=== Exercise inputs ===
Issue #3158, opened 2022-12-09
Handle Python path objects


rettinghaus:
Instead of having filenames and paths as string in Python it is more common to handle these as path objects. Currently Verovio only handles strings, so one has to cast the path object to string. 

It would be good if Verovio could accept path objects (and simply casts them to strings):

```python
from pathlib import Path
import verovio

file = Path("path-to-mei-file")
tk = verovio.toolkit()
tk.loadFile(file)
```

lpugin:
From the experience we have with the json conversion in the Python binding, there is an overhead when adjusting the binding and I think we should modify it as little as possible. So I am not convinced this would make a big difference for the user, at least not big enough to justify the hurdles.

PR #3169, opened 2022-12-20
Improve python toolkit

rettinghaus:
This PR brings some improvements and fixes to the Python toolkit.

#### Improvements:
* the discouraged use of `pkg_resources ` is replaced with [importlib.resources](https://docs.python.org/3/library/importlib.html#module-importlib.resources)
* the overloaded functions have now docstrings and type hints, presenting more information on functions:

```python
>>> tk.getTimesForElement.__doc__
'Return a dictionary with the following key values for a given note.'
>>> tk.getTimesForElement.__annotations__
{'xml_id': <class 'str'>, 'return': <class 'dict'>}
``` 

* toolkit logging has been unified for retiring an empty object
* `renderToTimemapFile` and `saveFile` cast `filename` to str, allowing to pass path objects here (see #3158)
* functions that are not overloaded get [auto-generated docstrings](https://www.swig.org/Doc4.1/Python.html#Python_nn67)

```python
>>> tk.getNotatedIdForElement.__doc__
'getNotatedIdForElement(toolkit self, std::string const & xmlId) -> std::string'
``` 

#### Fixes:
* `getMIDIValuesForElement` led to a crash, because instead of a string/json an int was returned
*  wrongly overloaded functions were removed (there is no `vrv::Toolkit::RenderToMIDI(const std::string &)`)

**NB**: calling `editInfo` directly after loading a file leads to a crash.


.github/workflows/python-ci-wheel.yml
```diff
@@ -67,7 +67,7 @@ jobs:
       - name: Install dependencies
         run: |
           python -m pip install --upgrade pip
-          python -m pip install twine
+          python -m pip install importlib_resources twine
```
ahankinson, line 70: The latest version that we currently "support" is 3.7, and `importlib.resources` seems to be available there?

bindings/python/verovio.i
```diff
@@ -27,142 +29,140 @@
 // Toolkit::Edit
 %feature("shadow") vrv::Toolkit::Edit( const std::string & ) %{
 def edit(toolkit, editor_action):
+    """Edit the MEI data."""
```
ahankinson, line 32: Do these need to be hand-edited? If the doc for the C++ is updated, will it be updated here too, or are there two places?

bindings/python/verovio.i
```diff
@@ -27,142 +29,140 @@
...
+    """Return a vector of ID strings of all elements (the notated and the expanded) for a given element."""
     return json.loads($action(toolkit, xml_id))
 %}
 
 // Toolkit::GetMEI
 %feature("shadow") vrv::Toolkit::GetMEI(const std::string & = "") %{
-def getMEI(toolkit, options = None):
-    if options == None:
-        options = {}
+def getMEI(toolkit, options: dict = {}) -> str:
```
ahankinson, line 87: This is incorrect. Mutable structures should not be used as default arguments.

https://docs.python-guide.org/writing/gotchas/#mutable-default-arguments

src/toolkit.cpp
```diff
@@ -839,7 +839,7 @@ std::string Toolkit::GetMEI(const std::string &jsonOptions)
 
     if (this->GetPageCount() == 0) {
         LogWarning("No data loaded");
-        return "";
+        return {};
```
ahankinson, line 842: doesn't this method return a string?

src/toolkit.cpp
```diff
@@ -1165,7 +1165,7 @@ std::string Toolkit::GetElementAttr(const std::string &xmlId)
     }
     // If not found at all
     if (!element) {
-        LogInfo("Element with id '%s' could not be found", xmlId.c_str());
+        LogInfo("Element '%s' not found", xmlId.c_str());
```
ahankinson, line 1168: The original message seems to be a bit clearer?

src/toolkit.cpp
```diff
@@ -1704,7 +1705,7 @@ std::string Toolkit::GetTimesForElement(const std::string &xmlId)
     jsonxx::Object o;
 
     if (!element) {
-        LogWarning("Element '%s' not found", xmlId.c_str());
+        LogInfo("Element '%s' not found", xmlId.c_str());
```
ahankinson, line 1708: Why was this log level changed?

.github/workflows/python-ci-wheel.yml
ahankinson: Oh, sorry -- I see that it's installing it in the CI...

bindings/python/verovio.i
```diff
@@ -27,142 +29,140 @@
...
-    return json.loads($action(toolkit, xml_id))
-%}
-
-// Toolkit::GetNotatedIdForElement
-%feature("shadow") vrv::Toolkit::GetNotatedIdForElement(const std::string &) %{
-def getNotatedIdForElement(toolkit, xml_id):
+def getMIDIValuesForElement(toolkit, xml_id: str) -> dict:
+    """Return MIDI values of the element with the ID (xml:id)."""
     return json.loads($action(toolkit, xml_id))
 %}
```
lpugin, line 97: Why is this one removed?

rettinghaus: It returns a single id, not a dict.

src/toolkit.cpp
rettinghaus: It does.

https://stackoverflow.com/questions/26587110/returning-an-empty-string-efficient-way-in-c

src/toolkit.cpp
rettinghaus: Why should this message be different than all the others?

src/toolkit.cpp
ahankinson: ok!

bindings/python/__init__.py
```diff
@@ -1,5 +1,8 @@
...
+try:
+    from importlib.resources import files
+except ImportError:
+    from importlib_resources import files
 
 from .verovio import *
 
-verovio.setDefaultResourcePath(resource_filename('verovio', 'data'))
\ No newline at end of file
+verovio.setDefaultResourcePath(str(files("verovio") / "data"))
```
ahankinson, line 8: Urghle... overloaded division operators as path separators. That's the smelliest part of Python IMO.

src/toolkit.cpp
ahankinson: Why can't it be different? Unless you're filtering on that specific string, does it matter if they're different?

src/toolkit.cpp
rettinghaus: Because it returns an empty json. To me this looks awkward. When an unknown id produces a warning I'd expect that nothing is returned. But then we need to handle it differently.

bindings/python/verovio.i
rettinghaus: Using equality operators here hurts even more. But I'll change it, thanks.

bindings/python/verovio.i
rettinghaus: Unfortunately I don't see another way as copying them here manually.

.github/workflows/python-ci-wheel.yml
rettinghaus: The files package is available from 3.9 onwards: https://docs.python.org/3.9/library/importlib.html#module-importlib.resources

src/toolkit.cpp
lpugin: Since there were quite a few issues with strings returned and the JavaScript binding I would prefer not to change this. Thanks.

rettinghaus: Do we need to generate a c_string or can we use the faster `return std::string();`?

lpugin: The speed difference is insignificant. Just leave `return "";`

src/toolkit.cpp
lpugin: Since you made it a warning line 1642 it would probably make sense to keep it consistent and to leave it a warning. Furthermore, since the default log level is now `warning`, then it is probably wise to have a message logged by default when the element is not found.

bindings/python/verovio.i
ahankinson: You’re correct, though — it should be `is None` instead of `== None`

lpugin: > it should be is None instead of == None

That was me... ;-)

bindings/python/verovio.i
rettinghaus: Turns out swig is able to use doxygen for generating docstring (although only for functions that are not overloaded): https://www.swig.org/Doc4.0/Doxygen.html#Doxygen

Replaced the deprecated `-py3` option with `-doxygen` option in 937bb8f3b551658e1b72a325db5e269bd9c5ebba

rettinghaus:
```console
>>> print(tk.renderToSVG.__doc__)

        Render a page to SVG.

        :type pageNo: int, optional
        :param pageNo: The page to render (1-based)
        :type xmlDeclaration: boolean, optional
        :param xmlDeclaration: True for including the xml declaration in the SVG output
        :rtype: string
        :return: The SVG page as a string
        
```

lpugin: Not sure what to do with the duplicated documentation of the overloaded methods. Maybe we can just point to the reference book? I made sure the ones there are all coming from the source code.

ahankinson: From what I understand the docstrings in the SWIG file can be removed, and SWIG will automatically add them to the Python methods. Or maybe I'm wrong?

ahankinson: Does this also need to happen here: 

https://github.com/rism-digital/verovio/blob/develop/setup.py#L121

rettinghaus: Well, I tried removing them from the swig file, but that will just create empty docstrings. Maybe we'll come up with a better solution later.

lpugin (changes requested):
Could you remove the cast to string for the filenames? As I commented https://github.com/rism-digital/verovio/issues/3158 I do not think this is useful.

As it stand we are missing all the methods that are file access related that are currently not overloaded. Having just two of them but not the others does not make sense, and I do not think we want more methods overloaded because that means loosing more of the documentation we have through doxygen.

bindings/python/verovio.i
ahankinson: So... 

It seems that the docstrings are missing from the shadowed Python methods because those override it. However, this is fixable. 

Rather than, for example:

```
%feature("shadow") vrv::Toolkit::GetAvailableOptions() const %{
def getAvailableOptions(toolkit) -> dict:
     return json.loads($action(toolkit))
%}
```

This can be changed to:

```
%feature("pythonappend") vrv::Toolkit::GetAvailableOptions() const %{
    val = json.loads(val)
%}
```

It seems that the auto-generated Python proxy method sets the value of `$action` to the `val` variable, so you can intercept that before the return and modify it.

This generates a method that looks like this:

```
    def getAvailableOptions(self):
        r"""
        Return all available options grouped by category

        For each option, returns the type, the default value, and the minimum and maximum value (when available)

        :rtype: string
        :return: A stringified JSON object
        """
        val = _verovio_module_3_11_0.toolkit_getAvailableOptions(self)

        val = json.loads(val)


        return val
```

I'm not super happy about the value of `val` being reset, but _c'est la vie_ I guess.

ahankinson: For the shadowed methods that have stuff happening before the C++ call, there is also `%pythonprepend`, which does the same except the arguments are held in an `args[]` list.

ahankinson: Slight correction -- not held in the `args[]` list but set to a variable named after the C++ variable name. So:

```
%feature("pythonprepend") vrv::Toolkit::SetOptions(const std::string &) %{
    jsonOptions = json.dumps(jsonOptions)
%}
```

generates:

```
    def setOptions(self, jsonOptions):
        r"""
        Set option values

        The name of each option to be set is to be given as JSON key.

        :type jsonOptions: string
        :param jsonOptions: A stringified JSON objects with the output options
        :rtype: boolean
        :return: True if the options were successfully set
        """

        jsonOptions = json.dumps(jsonOptions)


        return _verovio_module_3_11_0.toolkit_setOptions(self, jsonOptions)
```

lpugin: I guess I went of the %feature("shadow") because in some methods we need to do adjustments before **and** after.

lpugin: Yes, I remember reading that.

If we can do both then we should give a try. @rettinghaus are you willing to try this?

rettinghaus: I'm on it. 

Any specific reason `GetDescriptiveFeatures` takes `options` instead of `jsonOptions`?

lpugin: No, It can be renamed.

ahankinson:
I think this line will also need to be updated:

https://github.com/rism-digital/verovio/blob/develop/cmake/CMakeLists.txt#L218

.github/workflows/python-ci-wheel.yml
rettinghaus: btw, pypi.org still says "Python >=3.5". Should we update this?

rettinghaus:
This should do the trick. 

As we have to do a check anyway I also added the possibility to still pass a string, so you can do now:
`tk.renderToTimemapFile(filename)`
`tk.renderToTimemapFile(filename, {options})`
`tk.renderToTimemapFile(filename, "{options}")`

And with the new build option you get:

```terminal
>>> print(tk.renderToTimemapFile.__doc__)

        Render a document to timemap and save it to the file.

        Remarks: nojs

        :type filename: string
        :param filename: The output filename
        :type jsonOptions: string, optional
        :param jsonOptions: A stringified JSON objects with the timemap options
        :rtype: boolean
        :return: True if the file was successfully written
        
```

ahankinson:
Thanks @rettinghaus -- @lpugin and I reviewed your changes this morning. 

The ability to pass a stringified JSON object in Python can be removed; if we're doing this for the ability to pass `dict` objects directly it seems like a step in the opposite direction to also allow strings.

There is, of course, another issue here though: The docstrings generated from the C++ are wrong when parsed out to Python:

```
:type jsonOptions: string, optional
:param jsonOptions: A stringified JSON objects with the timemap options
```

These should probably be something like:

```
:type jsonOptions: dict, optional
:param jsonOptions: A dictionary with the timemap options
```

I'm going to do a bit more SWIG digging to see if there's any way we can fix this...

ahankinson:
OK, so after spending most of yesterday on this issue, here's what I've found. 

 - Using the prepend / append method gives us docstrings, yes; but those docstrings are based on the C++ code, not the Python, so they're wrong.
 - You can add [Python-specific docs](https://www.swig.org/Doc4.1/Doxygen.html#Doxygen_ignore) in the C++ docstrings, but there's no way to if / else it -- you can't say "use X for Python, and Y for everything else."
 -  The doxygen markup in the C++ docstrings is automatically expanded by SWIG, so `@param foo: A great foo parameter` expands to `:type foo: string, :param foo: A great foo parameter`. This means we don't have any way of controlling or overriding the `:type` expansion to say "In Python, `foo` is a dict" since it gets it from the C++ method signature.
 - This means that we either have to a) deal with auto-generated but wrong docstrings using prepend / append, or, using the "shadow" method have correct type signatures but no docstrings. (Assuming we don't want to put the docstrings in two places, which @lpugin is against). 
 - The presence of a default value for a parameter in an argument list in C++ affects the translation of arguments in Python. `std::string RenderToTimemap(const std::string &jsonOptions = "");` produces `def renderToTimemap(self, *args)`, while `std::string RenderData(const std::string &data, const std::string &jsonOptions);` produces `def renderData(data, jsonOptions)`.
 - This also means that using the prepend / append method, we don't get named parameters in the Python function signature, since everything is collapsed to the `*args` array. @lpugin isn't really a fan of this, nor the extra `*args` array parsing needed to convert the incoming arguments.
 - I looked, but could not find, a way to auto-include the C++ docstrings using the "shadow" method. And, given that they would be wrong anyway, I'm not sure that would be useful.

So after all that, and chatting with @lpugin, it would probably better to go back to using the "shadow" method and not have the docstrings in the Python interface, but properly annotating the arguments and return types.

lpugin (commented):
Seeing that `%feature("pythonprepend")` does not have named parameters when there is more than one of them, I find it not an improvement from the `%shadow` syntax. Having to do parameter array manipulations makes it hard to read and error prone.

I would suggest to drop the refactoring in `verovio.i` and we can merge the other changes already. What do you think?

bindings/python/verovio.i
```diff
@@ -1,6 +1,6 @@
 /////////////////////////////////////////////////////////////////////////////
 // Name:        verovio.i
-// Author:      Laurent Pugin
+// Author:      Laurent Pugin and Klaus Rettinghaus
```
lpugin, line 3: The author of a file is creator of it. We are not going to start adding the names of everybody making changes to the files in the repository.

bindings/python/verovio.i
```diff
@@ -19,144 +19,163 @@
...
 // Toolkit::SaveFile
 %feature("shadow") vrv::Toolkit::SaveFile(const std::string &, const std::string & = "") %{
-def saveFile(toolkit, filename, options = None):
-    if options == None:
+def saveFile(toolkit, filename: str, options: Optional[dict] = None) -> None:
+    """Get the MEI and save it to the file."""
+    if options is None:
         options = {}
-    return $action(toolkit, filename, json.dumps(options))
+    return json.loads($action(toolkit, filename, json.dumps(options)))
```
lpugin, line 158: This is wrong. `SaveFile` returns a `bool`

bindings/python/verovio.i
```diff
@@ -19,144 +19,163 @@
...
 // Toolkit::Edit
 %feature("shadow") vrv::Toolkit::Edit( const std::string & ) %{
 def edit(toolkit, editor_action):
+    """Edit the MEI data."""
     return $action(toolkit, json.dumps(editor_action))
 %}
 
 // Toolkit::EditInfo
 %feature("shadow") vrv::Toolkit::EditInfo() %{
 def editInfo(toolkit):
```
lpugin, line 39: The return type annotation is missing

bindings/python/verovio.i
```diff
@@ -19,144 +19,163 @@
...
-def setOptions(toolkit, json_options):
+def setOptions(toolkit, json_options: dict) -> bool:
+    """Set option values."""
     return $action(toolkit, json.dumps(json_options))
 %}
 
 // Toolkit::ValidatePAE
 %feature("shadow") vrv::Toolkit::ValidatePAE(const std::string &) %{
-def validatePAE(toolkit, data):
+def validatePAE(toolkit, data: str) -> dict:
```
ahankinson, line 177:
```suggestion
def validatePAE(toolkit, data: Union[str, dict]) -> dict:
```

This will allow both a string or a Python dictionary as input.

bindings/python/verovio.i
```diff
@@ -19,144 +19,163 @@
...
+    if options is None:
         options = {}
     return json.loads($action(toolkit, json.dumps(options)))
 %}
 
 // Toolkit::RenderToTimemapFile
 %feature("shadow") vrv::Toolkit::RenderToTimemapFile(const std::string &, const std::string & = "") %{
-def renderToTimemapFile(toolkit, filename, options = None):
-    if options == None:
+def renderToTimemapFile(toolkit, filename: str, options: Optional[dict] = None) -> None:
```
ahankinson, line 145:
```suggestion
def renderToTimemapFile(toolkit, filename: str, options: Optional[dict] = None) -> bool:
```

ahankinson (approved):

=== Problem requirements ===
Looking at the data above, say how many lines contain "both", and give no other words.

=== Answer for the task ===
2